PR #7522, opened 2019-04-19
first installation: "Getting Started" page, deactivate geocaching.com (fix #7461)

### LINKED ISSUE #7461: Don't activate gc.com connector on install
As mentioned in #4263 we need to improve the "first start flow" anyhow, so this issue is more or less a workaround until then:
---
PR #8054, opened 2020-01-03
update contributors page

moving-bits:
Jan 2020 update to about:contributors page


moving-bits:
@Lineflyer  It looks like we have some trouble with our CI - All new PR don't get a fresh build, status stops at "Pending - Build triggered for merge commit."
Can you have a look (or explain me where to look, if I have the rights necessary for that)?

> **Requirement**
The listing above holds a line with "Jan 2020 update to about:contributors page" and a line with "Can you have". Print the stretch from the first through the second, exactly and alone.

> **Exercise solution**
Jan 2020 update to about:contributors page


moving-bits:
@Lineflyer  It looks like we have some trouble with our CI - All new PR don't get a fresh build, status stops at "Pending - Build triggered for merge commit."
Can you have a look (or explain me where to look, if I have the rights necessary for that)?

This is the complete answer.